Originally published by 2 Minute Medicine® (view original article). Reused on AccessMedicine with permission.

1. The 3-year incidence of breast cancer in the study group was 8.9% compared to 9.2% in the control group

2. At 3 years follow-up, the distant recurrence in the study group was 4.5% compared to 5.8% in the control group

Evidence Rating Level: 1 (Excellent)

Study Rundown:

The preservation of fertility and the desire to pursue pregnancy is a concern for patients diagnosed with breast cancer, which is the most common cancer found in women 40 years old or younger. This study investigated the effect of a temporary interruption of endocrine therapy treatment of endocrine-responsive breast cancer in young women who desired pregnancy. The primary outcome of this study was the number of breast cancer events in the 3 years following an interruption, which included recurrence of invasive disease at an ipsilateral, contralateral, or locoregional site, or distant recurrence of disease. Secondary outcomes of this study included pregnancy and birth outcomes.

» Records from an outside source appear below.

PR #33504, opened 2024-09-20
webgpu: Support more `TextureFormat`s in `GPUCanvasContext.configure()`

sagudev:
We can present all textures formats that webrender supports.

Mappings were determined by checking how wr/wgpu formats maps to gl
https://github.com/gfx-rs/wgpu/blob/9b36a3e129da04b018257564d5129caff240cb75/wgpu-hal/src/gles/conv.rs#L10
https://github.com/servo/webrender/blob/1e73f384a7a86e413f91e9e430436a9bd83381cd/webrender/src/device/gl.rs#L4064

---


jdm (approved):

sagudev:
This is actually non spec compliant and will get "reverted" with https://github.com/servo/servo/pull/33521.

The incidence of breast cancer in the study group at 3 years was 8.9% compared to 9.2% in the control group. The 3-year distant recurrence in the study group was 4.5% as compared to 5.8% in the control group. Of the 497 patients who reported pregnancy-specific data, 74% achieved pregnancy during the trial. Limitations of this study include that the follow-up period was relatively short at a median of 3.4 years. The safety of pausing endocrine therapy in patients with endocrine-responsive breast cancer for the pursuit of pregnancy will be better elucidated after a longer follow-up period, as indicated by the study protocol. Additionally, the findings in this study should be cautiously applied to women with more advanced disease or larger tumours, as the results could be biased by a “health mother effect” whereby the recruitment of patients into the study was more likely to include women who were healthier and more likely to become pregnant. Further, the analysis protocols, using bootstrap-matching methods, may not have completely controlled for imbalances between the groups. Overall, the results from this study suggest that breast cancer outcomes are no worse in cohorts with endocrine-responsive breast cancer who paused their endocrine therapy to pursue pregnancy.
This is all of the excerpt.